After a staggering 1,000-plus announced layoffs over recent months, Northeastern Minnesota’s iron-mining industry clearly needs a boost. Thanks to the Minnesota Legislature, every time any one of us flips on a light switch we’ll help provide it.
An energy-jobs bill passed during Friday’s special session authorized lower electrical rates for iron mines and other big energy guzzlers. They’ll pay less, leaving us little-guy residential and commercial power users to pay more to make up for it.
While this fact probably won’t help ease the pain of opening your Minnesota Power bill in the near future, for years, the utility said, the guzzlers have been paying more and the rest of us have been enjoying more-affordable rates as a result. We’ve had it good for some time. When Minnesota Power last raised rates in 2011, for example, state regulators approved a 4 percent increase for residential customers and a 16 percent increase for mines and other large industrial customers, as the Star Tribune reported Friday.
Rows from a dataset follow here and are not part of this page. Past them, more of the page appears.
PR #323, opened 2020-08-14
Fixes issue limiting LoC results to an authority

### LINKED ISSUE #320: Library of Congress now redirecting HTTP requests to HTTPS

rotated8:
Fixes #320 (again).

While the URL to search LoC authorities has changed to https, the URL for authorities (used to limit results to that authority) has not.

### DIFF
--- a/lib/qa/authorities/loc_subauthority.rb
+++ b/lib/qa/authorities/loc_subauthority.rb
@@ -70,18 +70,18 @@ module Qa::Authorities::LocSubauthority
   private
 
     def vocab_base_url
-      "cs%3Ahttps%3A%2F%2Fid.loc.gov%2Fvocabulary%2F"
+      "cs%3Ahttp%3A%2F%2Fid.loc.gov%2Fvocabulary%2F"
     end
 
     def authority_base_url
-      "cs%3Ahttps%3A%2F%2Fid.loc.gov%2Fauthorities%2F"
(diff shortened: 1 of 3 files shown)


rotated8:
@elrayle `cs` appears to be a non-documented feature. In the [docs](https://id.loc.gov/techcenter/searching.html), `scheme` seems to do the same thing. This bears out for the search results. Compare [using cs](https://id.loc.gov/search/?q=Emory&q=cs%3Ahttp%3A%2F%2Fid.loc.gov%2Fauthorities%2Fnames&format=json) and [using scheme](https://id.loc.gov/search/?q=Emory+scheme%3Ahttp%3A%2F%2Fid.loc.gov%2Fauthorities%2Fnames&format=json) in a search for Emory against the LCNAF, and [using cs](https://id.loc.gov/search/?q=france+cs%3Ahttp%3A%2F%2Fid.loc.gov%2Fvocabulary%2Fcountries&format=json) and [using scheme](https://id.loc.gov/search/?q=france+scheme%3Ahttp%3A%2F%2Fid.loc.gov%2Fvocabulary%2Fcountries&format=json) in a search for France against the MARC List for Countries.

Should we change how we limit results?

PR #342, opened 2021-11-04
add optional URI to locally defined yml file authorities

elrayle:
Also, refactor to move tests for locally defined authorities under the directory where they live in code.


lib/qa/authorities/local/file_based_authority.rb
```diff
@@ -8,13 +8,17 @@ def initialize(subauthority)
     def search(q)
       r = q.blank? ? [] : terms.select { |term| /\b#{q.downcase}/.match(term[:term].downcase) }
       r.map do |res|
-        { id: res[:id], label: res[:term] }.with_indifferent_access
+        qa_res = { id: res[:id], label: res[:term] }.with_indifferent_access
+        qa_res[:uri] = res[:uri] if res.key?(:uri)
+        qa_res
```
jcoyne, line 13: This works, but there is a more shorthand way to write this:
```ruby
{ id: res[:id], label: res[:term], uri: res[:uri] }.compact.with_indifferent_access
```

jcoyne (approved):

lib/qa/authorities/local/file_based_authority.rb
elrayle: Good to know.  I'll update.

jcoyne (approved):

PR #348, opened 2022-01-05
add pagination service and use it for yml file authorities

elrayle:
This implementation follows json-api recommendations with:
* response[‘data’] = the results
* response[‘meta’][‘page’] = pagination statistics (i.e., page_offset, page_limit, actual_page_size, total_num_found)
* response[‘links’] = set of links for pagination (i.e., self, first, prev, next, last)
* response[‘errors’] = any errors with requested page_offset or page_limit (only included if there are errors)

Reference:
* [Pagination](https://jsonapi.org/format/#fetching-pagination) section of [Latest JsonAPI spec](https://jsonapi.org/format/)
* [Pagination Links](https://jsonapi.org/examples/#pagination) example

NOTE: For backward compatibility, if the format is JSON (default) and neither page_offset or page_limit are set, then only the results, including all results, will be returned.

### DIFF
--- a/app/services/qa/pagination_service.rb
+++ b/app/services/qa/pagination_service.rb
@@ -1,6 +1,83 @@
 module Qa
-  # Provide pagination processing that authority modules can use to respond to
-  # requests for paginated results.
+  # Provide pagination processing used to respond to requests for paginated results.
+  #
+  # <b>Defaults for page_offset and page_limit:</b> (see example responses under #build_response)
+  #
+  # format == :json
+  #
+  # * if neither page_offset nor page_limit is passed in, then... (backward compatible)
+  #   * returns results as an Array<Hash>
+  #   * returns all results
+  #   * page_offset is "1"
+  #   * page_limit is total_num_found
+  #
+  # * if either page_offset or page_limit is passed in, then...
+  #   * returns results as an Array<Hash>
+  #   * returns a page of results
+  #   * default for page_offset is "1"
+  #   * default for page_limit is DEFAULT_PAGE_LIMIT (i.e., 10)
+  #
+  # format == :jsonapi
+  #
+  # * response is always in the jsonapi format
+  # * results are always paginated
+  # * default for page_offset is "1"
+  # * default for page_limit is DEFAULT_PAGE_LIMIT (i.e., 10)
+  #
+  # <b>How page_offset is calculated for pagination links:</b>
+  #
+  # expected page boundaries
+  #
+  # * Expected page boundaries are always calculated starting from page_offset=1
+  #   and the current page_limit.  The page boundaries will include the page_offsets
+  #   that cover all results.  For example, page_limit=10 with 36 results will have
+  #   page boundaries 1, 11, 21, 31.
+  #
+  # self url
+  #
+  # * The self url always has the page_offset for the current page, which defaults
+  #   to 1 if not passed in.
+  #
+  # first page url
+  #
+  # * The first page url always has page_offset=1.
+  #
+  # last page url
+  #
+  # * The last page url always has page_offset equal to the last of the expected page
+  #   boundaries regardless of the passed in page_offset.  For the example where
+  #   page_limit=10 with 36 results, the last page will always have page_offset=31.
+  #
+  # prev page url
+  #
+  # * Previous' page_offset is calculated from the passed in page_offset whether or
+  #   not it is on an expected page boundary.
+  #
+  # * For prev, page_offset = passed in page_offset - page_limit || nil if calculated as < 1
+  #   * when current page_offset (e.g. 1) is less than page_limit (e.g. 10), then page_offset
+  #     for prev will be nil (e.g. 1 - 10 = -9 which is < 1)
+  #   * when current page_offset is an expected page boundary (e.g. 21), then
+  #     page_offset for prev will also be a page boundary (e.g. 21 - 10 = 11
+  #     which is an expected page boundary)
+  #   * when current page_offset is not on an expected page boundary (e.g. 13), then
+  #     page_offset for prev will not be on an expected page boundary (e.g. 13 - 10 = 3
+  #     which is not an expected page boundary)
+  #
+  # next page url
+  #
+  # * Next's page_offset is calculated from the passed in page_offset whether or
+  #   not it is on an expected page boundary.
+  #
+  # * For next, page_offset = passed in page_offset + page_limit || nil if calculated > total number of results found
+  #   * when current page_offset (e.g. 31) is greater than total number of results (e.g. 36),
+  #     then page_offset for next will be nil (e.g. 31 + 10 = 41 which is > 36)
+  #   * when current page_offset is an expected page boundary (e.g. 21), then
+  #     page_offset for next will also be a page boundary (e.g. 21 + 10 = 31
+  #     which is an expected page boundary)
+  #   * when current page_offset is not on an expected page boundary (e.g. 13), then
+  #     page_offset for next will not be on an expected page boundary (e.g. 13 + 10 = 23
+  #     which is not an expected page boundary)
+  #
   class PaginationService # rubocop:disable Metrics/ClassLength
     # Default page_limit to use if not passed in with the request.
     DEFAULT_PAGE_LIMIT = 10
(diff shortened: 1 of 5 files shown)


spec/services/pagination_service_spec.rb
```diff
@@ -0,0 +1,689 @@
...
+      context 'with page_offset missing' do
+        context 'and page_limit is missing' do
+          it 'returns the first DEFAULT_PAGE_LIMIT (10) records' do
+            expect(response["data"]).to match_array(results[0..9])
+          end
+
+          it "sets meta['page'] stats" do
+            expect(response["meta"]["page"]["page_offset"]).to eq "1"
+            expect(response["meta"]["page"]["page_limit"]).to eq described_class::DEFAULT_PAGE_LIMIT.to_s
+            expect(response["meta"]["page"]["actual_page_size"]).to eq described_class::DEFAULT_PAGE_LIMIT.to_s
```
cjcolvar, line 378: How about using a hard coded 10 here?  It seems like you've done that elsewhere and I think it would be easier to read.
```suggestion
            expect(response["meta"]["page"]["page_limit"]).to eq "10"
            expect(response["meta"]["page"]["actual_page_size"]).to eq "10"
```

spec/services/pagination_service_spec.rb
```diff
@@ -0,0 +1,689 @@
...
+            expect(response["meta"]["page"]["total_num_found"]).to eq "36"
+          end
+
+          it "sets prev link to nil and next link to next page" do
+            next_url = "#{base_url}#{url_path}?q=term&format=jsonapi&page_limit=10&page_offset=11"
+            expect(response['links']['prev']).to be_nil
+            expect(response['links']['next']).to eq next_url
```
cjcolvar, line 385: I think you can use `second_page` here:
```suggestion
            expect(response['links']['prev']).to be_nil
            expect(response['links']['next']).to eq second_page
```

spec/services/pagination_service_spec.rb
```diff
@@ -0,0 +1,689 @@
...
+      context 'and results do not include a full page' do
+        context 'and there are several results in range' do
+          let(:query_string) { 'q=term&format=jsonapi&page_offset=31&page_limit=10' }
+
+          before do
+            params[:page_offset] = "31"
+            query_params[:page_offset] = "31"
+          end
+
+          it 'returns json api response with a partial page of results starting at 11th result' do
```
cjcolvar, line 505:
```suggestion
          it 'returns json api response with a partial page of results starting at 31th result' do
```

spec/services/pagination_service_spec.rb
```diff
@@ -0,0 +1,689 @@
...
+
+          it "sets meta['page'] stats" do
+            expect(response["meta"]["page"]["page_offset"]).to eq "31"
+            expect(response["meta"]["page"]["page_limit"]).to eq "10"
+            expect(response["meta"]["page"]["actual_page_size"]).to eq "6"
+            expect(response["meta"]["page"]["total_num_found"]).to eq "36"
+          end
+
+          it "sets self to last page" do
+            expect(response['links']['self']).to eq last_page
```
cjcolvar, line 517: Why is this `last_page`?  I don't understand why this case is handled differently than the next one where the page_offset is 36.

spec/services/pagination_service_spec.rb
```diff
@@ -0,0 +1,689 @@
...
+          it 'does not include errors' do
+            expect(response.key?('errors')).to eq false
+          end
+        end
+
+        context 'and page_offset is start of fourth page (last page)' do
+          let(:page_offset) { "31" }
+
+          it 'returns json api response third page of results' do
+            expect(response["data"]).to match_array(results[30..39])
```
cjcolvar, line 663: Interesting that this works if results only goes to 35.  Maybe it would still be worth updating to be clear?
```suggestion
            expect(response["data"]).to match_array(results[30..35])
```

cjcolvar (commented):
This is looking really good!  I have a few small cleanup suggestions and a couple questions that might lead to some reworking.

spec/services/pagination_service_spec.rb
elrayle: This is why this worked...
```
>> results[30..39]
[{:id=>"31", :label=>"term 31"}, {:id=>"32", :label=>"term 32"}, {:id=>"33", :label=>"term 33"}, {:id=>"34", :label=>"term 34"}, {:id=>"35", :label=>"term 35"}, {:id=>"36", :label=>"term 36"}]
```

But I definitely agree that it is better to update it to the expected range.

spec/services/pagination_service_spec.rb
elrayle: The `page_offset` (i.e., 31) in this example falls on an expected page boundary (e.g. 1, 11, 21, 31).  And 31 is the start of the `last_page` allowing the `last_page` url to be used for `response['links']['self']`.

In the next example, `page_offset` is 36 which is not on an expected page boundary.  So the defined `last_page` is not the page that was requested.  This requires `self_url` to be defined in the spec.

You didn't ask, but one of the decision points on behavior that I wrangled with is the definition of `last_page` when the `page_offset` is not on an expected page boundary.  I decided that `prev` and `next` would be calculated off the passed in `page_offset` (i.e. `page_offset -/+ page_limit`), but `last_page` would always be the last page calculated from `page_offset=1` which always puts it on an expected page boundary.

cjcolvar: :+1: That makes total sense and looking at this again I can't understand what I was thinking before.

app/services/qa/pagination_service.rb
```diff
@@ -0,0 +1,513 @@
...
+      # @return [Integer] The first record to include in the response data as
+      #     requested as long as it is an Integer; otherwise, returns nil.
+      def validated_request_page_offset
+        @page_offset_error = false
+        offset = Integer(requested_page_offset)
+        return offset if offset == 1
+        @page_offset_error = ERROR_OUT_OF_RANGE_TOO_SMALL if offset < 1
+        @page_offset_error = ERROR_OUT_OF_RANGE_TOO_LARGE if offset > total_num_found
+        offset
+      rescue
```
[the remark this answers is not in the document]
elrayle: DONE

spec/controllers/terms_controller_spec.rb
```diff
@@ -122,6 +122,78 @@ def search(_arg1, _arg2)
...
+          it "sets meta['page'] stats" do
+            get :search, params: params
+            json_api_response = JSON.parse(response.body)
+            expect(json_api_response["meta"]["page"]["page_offset"]).to eq "6"
+            expect(json_api_response["meta"]["page"]["page_limit"]).to eq "5"
+            expect(json_api_response["meta"]["page"]["actual_page_size"]).to eq "5"
+            expect(json_api_response["meta"]["page"]["total_num_found"]).to eq total_num_found
+          end
+
+          it 'sets links with next set to nil' do
```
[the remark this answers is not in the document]
elrayle: DONE

spec/services/pagination_service_spec.rb
elrayle: I added documentation for the class describing this process.  Let me know if it is clear enough.

app/services/qa/pagination_service.rb
```diff
@@ -0,0 +1,513 @@
...
+        @page_limit_error = ERROR_NOT_INTEGER
+        nil
+      end
+
+      # @return [Integer] The default to use when page_limit isn't specified.
+      # @note To maintain backward compatibility, the limit will be all results
+      #   if format is json and neither page_limit nor page_offset were specified.
+      def default_page_limit
+        return total_num_found unless json_api? || page_offset_specified? || page_limit_specified?
```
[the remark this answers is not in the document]
elrayle: I started off having `page_limit=total_num_found` if `format==:json` and `page_limit` is not passed in regardless of whether `page_offset` was passed in.  As I thought about it more, it seemed to me that if `page_offset` is passed in, then it implies a desire for pagination, in which case, the default `page_limit` should be used.

app/services/qa/pagination_service.rb
```diff
@@ -0,0 +1,563 @@
...
+      end
+
+      # @return [Integer] The max number of records to include in response data as
+      #     requested as long as it is a positive Integer; otherwise, returns nil.
+      def validated_request_page_limit
+        @page_limit_error = false
+        limit = Integer(requested_page_limit)
+        @page_limit_error = ERROR_OUT_OF_RANGE_TOO_SMALL if limit < 1
+        limit.positive? ? limit : nil
+      rescue
```
cjcolvar, line 460: Match the change above to only rescue specific errors.
```suggestion
      rescue ArgumentError
```

app/services/qa/pagination_service.rb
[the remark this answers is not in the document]
cjcolvar: I think that totally makes sense and provides the same pagination behavior across both the `:json` and `:json_api` formats.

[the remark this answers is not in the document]
elrayle: Here is an example of how it would look with 36 results if the default for `:json` was to default `page_limit=total_num_found`…

- page_offset=1 - returns all [1..36]
- page_offset=11 - returns [11..36]
- page_offset=21 - returns [21..36]
- page_offset=31 - returns [31-36]

As opposed to using the default `page_limit` (i.e., 10)…

- page_offset=1 - returns [1..10]
- page_offset=11 - returns [11..20]
- page_offset=21 - returns [21..30]
- page_offset=31 - returns [31-36]

cjcolvar (approved):
This looks great! :tada:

So the legislation approved Friday simply allows Minnesota Power to set rates more in line with actual energy use — for both big and small customers, said Pat Mullen, Minnesota Power’s vice president of marketing and communications.
“We have some of the lowest (electrical) rates (for residential customers) in the nation. We have for years. But that’s partly because (those rates have) been subsidized (by big industries),” Mullen said in an interview Monday with the News Tribune Opinion page.
“A lot of people don’t probably understand that the residential customers have benefited from our large-power customers for many, many years. … It’s really just trying to get (big industries) to where they could be or should have been all along.”
Lower rates can help the mines and as many as 19 other large power users weather difficult economic times. But at what cost to the rest of Minnesota Power’s 143,000 customers? It’s not known yet how much more residential and commercial customers will pay as a result of the legislation. When pressed, Mullen suggested a 5 percent to 10 percent increase was possible. But that’s just “ballparking” and a “wild guess,” he said. Any rate increase will require the approval of the Minnesota Public Utilities Commission and would follow a public process.